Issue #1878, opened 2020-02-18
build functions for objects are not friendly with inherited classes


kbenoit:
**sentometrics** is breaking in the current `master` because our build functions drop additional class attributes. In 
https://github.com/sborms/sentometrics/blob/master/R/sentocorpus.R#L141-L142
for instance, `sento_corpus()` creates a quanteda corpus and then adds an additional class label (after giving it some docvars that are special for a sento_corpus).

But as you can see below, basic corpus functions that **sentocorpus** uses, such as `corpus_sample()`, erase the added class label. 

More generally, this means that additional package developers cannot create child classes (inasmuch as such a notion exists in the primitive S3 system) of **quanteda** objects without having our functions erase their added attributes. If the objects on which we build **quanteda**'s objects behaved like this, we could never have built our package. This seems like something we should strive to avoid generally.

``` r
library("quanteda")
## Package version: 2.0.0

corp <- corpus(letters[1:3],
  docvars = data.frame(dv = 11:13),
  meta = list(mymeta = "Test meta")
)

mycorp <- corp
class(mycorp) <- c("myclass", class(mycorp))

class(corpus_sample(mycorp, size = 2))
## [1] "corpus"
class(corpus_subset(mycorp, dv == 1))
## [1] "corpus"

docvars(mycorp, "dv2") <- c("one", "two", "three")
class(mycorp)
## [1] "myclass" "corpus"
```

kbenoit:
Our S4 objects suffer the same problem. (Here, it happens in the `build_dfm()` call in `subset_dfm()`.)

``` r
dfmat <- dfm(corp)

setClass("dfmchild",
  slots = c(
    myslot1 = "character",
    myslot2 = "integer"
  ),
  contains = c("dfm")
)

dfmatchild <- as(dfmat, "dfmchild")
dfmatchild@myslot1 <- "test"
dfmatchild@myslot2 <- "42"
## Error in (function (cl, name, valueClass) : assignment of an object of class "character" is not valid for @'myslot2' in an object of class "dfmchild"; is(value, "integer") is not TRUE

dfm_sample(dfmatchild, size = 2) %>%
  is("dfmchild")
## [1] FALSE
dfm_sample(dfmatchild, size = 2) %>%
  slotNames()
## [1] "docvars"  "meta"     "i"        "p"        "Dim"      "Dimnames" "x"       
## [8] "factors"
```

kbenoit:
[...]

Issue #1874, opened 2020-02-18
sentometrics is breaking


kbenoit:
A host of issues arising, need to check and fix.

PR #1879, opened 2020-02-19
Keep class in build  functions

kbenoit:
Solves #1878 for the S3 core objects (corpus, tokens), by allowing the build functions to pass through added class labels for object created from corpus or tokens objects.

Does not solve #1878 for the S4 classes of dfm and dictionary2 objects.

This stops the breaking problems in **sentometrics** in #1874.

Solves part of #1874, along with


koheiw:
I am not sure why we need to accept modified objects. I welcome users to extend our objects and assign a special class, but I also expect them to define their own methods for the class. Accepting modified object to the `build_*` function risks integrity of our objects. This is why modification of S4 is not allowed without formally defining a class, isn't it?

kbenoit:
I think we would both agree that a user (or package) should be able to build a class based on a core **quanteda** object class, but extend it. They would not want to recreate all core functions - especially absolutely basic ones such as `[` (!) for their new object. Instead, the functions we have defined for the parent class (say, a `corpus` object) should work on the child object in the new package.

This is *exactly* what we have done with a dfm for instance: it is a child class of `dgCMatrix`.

========================================

What the task asks - All lines with the word "quanteda" are needed; pull them from the entries and copy each.

Expected output -
for instance, `sento_corpus()` creates a quanteda corpus and then adds an additional class label (after giving it some docvars that are special for a sento_corpus).
More generally, this means that additional package developers cannot create child classes (inasmuch as such a notion exists in the primitive S3 system) of **quanteda** objects without having our functions erase their added attributes. If the objects on which we build **quanteda**'s objects behaved like this, we could never have built our package. This seems like something we should strive to avoid generally.
library("quanteda")
I think we would both agree that a user (or package) should be able to build a class based on a core **quanteda** object class, but extend it. They would not want to recreate all core functions - especially absolutely basic ones such as `[` (!) for their new object. Instead, the functions we have defined for the parent class (say, a `corpus` object) should work on the child object in the new package.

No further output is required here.